La riposte de l’industrie marocaine face à la pandémie du Covid-19, et surtout la rapidité avec laquelle les opérateurs du textile ont reconverti leur outil de production vers la fabrication de masques de protection, donnent un indice rassurant sur les capacités d’adaptation de l’outil de production national. On ne peut que se réjouir du nombre de prototypes de respirateurs artificiels développés récemment à l’aide d’un savoir-faire multidisciplinaire 100% marocain, appuyé par le soutien des institutions marocaines (universités, OCP, etc.). En faisant preuve d’agilité et d’innovation, ces initiatives ont propulsé le Maroc sur le devant de la scène. L’expérience du Royaume en termes de gestion de cette crise sanitaire est citée en exemple par plusieurs médias internationaux. Le gouvernement El Othmani, qui s’apprête à dévoiler son plan de relance économique, pourrait s’inspirer des ingrédients de réussite de ces modèles maroco-marocains.

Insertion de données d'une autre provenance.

PR #2863, opened 2024-04-05
kubvirt: Fix aarch64 machine type and OVMF path

lyarwood:

As documented [1] downstream aarch64 guests require a different UEFI firmware to x86_64. This is provided by the edk2-aarch64 package with the resulting firmware placed under /usr/share/AAVMF.

This change updates the OVMFPath configured for use with such guests on aarch64 and also updates some tests to assert this is set.

This change also introduces arch specific versions of the machine type env variable. This avoids the same machine type being set for both x86_64 and aarch64. The original `MACHINETYPE` env variable is supported for a release to ensure any downstream consumers continue to work.

Finally we also stop setting the deprecated top level machineType [2] configurable in favour of these arch specific versions.

[1] https://access.redhat.com/documentation/en-us/red_hat_enterprise_linux/9/html-single/configuring_and_managing_virtualization/index#how-virtualization-on-arm-64-differs-from-amd64-and-intel64_feature-support-and-limitations-in-rhel-9-virtualization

Favoriser la production et la consommation locales devient une nécessité en ces temps de pandémie. Certes, les opportunités à saisir sont nombreuses. Encore faut-il combattre l’opportunisme malsain. Les marchands de la crise continueront d’exister. Ils ne cesseront de guetter le moindre signal pour s’adonner à leur jeu favori, celui de profiter de la crise pour s’enrichir sur le dos des Marocains. Cela peut aller d’un simple épicier qui décide de son propre chef d’augmenter le prix d’une bonbonne de gaz, jusqu’à l’industriel qui spécule sur l’ouverture imminente de l’export en continuant d’accumuler des stocks colossaux de masques dans des entrepôts clandestins. C’est le cas aussi de ce biologiste marocain qui prétend avoir inventé un test de dépistage du Covid-19, s’estimant snobé par les autorités de son pays qui, elles, préfèreraient les importer d’Asie! Il faut dire que la manière dont cette trouvaille a été «vendue» par un média électronique a laissé penser que la start up en question avait inventé des machines d’extraction d’ARN, alors qu’il s’agit juste d’écouvillons (coton-tige) servant au prélèvement nasal. Le lobbying de ce média en faveur de marchands de guerre donne une idée du nombre d’opportunistes qui véhiculent de fausses informations, n’hésitent pas à faire jouer la fibre nationale, pour vendre une production illusoire. «Au lieu de crier au scandale, cette stat up devrait nous vendre des machines d’extraction qui traitent 120 prélèvements en même temps. C’est cela le vrai test de dépistage à la PCR et non pas des cotons-tiges, pas même compatibles avec les machines dont disposent les laboratoires», s’indigne une source au ministère de la Santé.

Moralité: de la même manière qu’il faudra encourager la production et la consommation locale, il faut aussi lutter contre les marchands de la crise.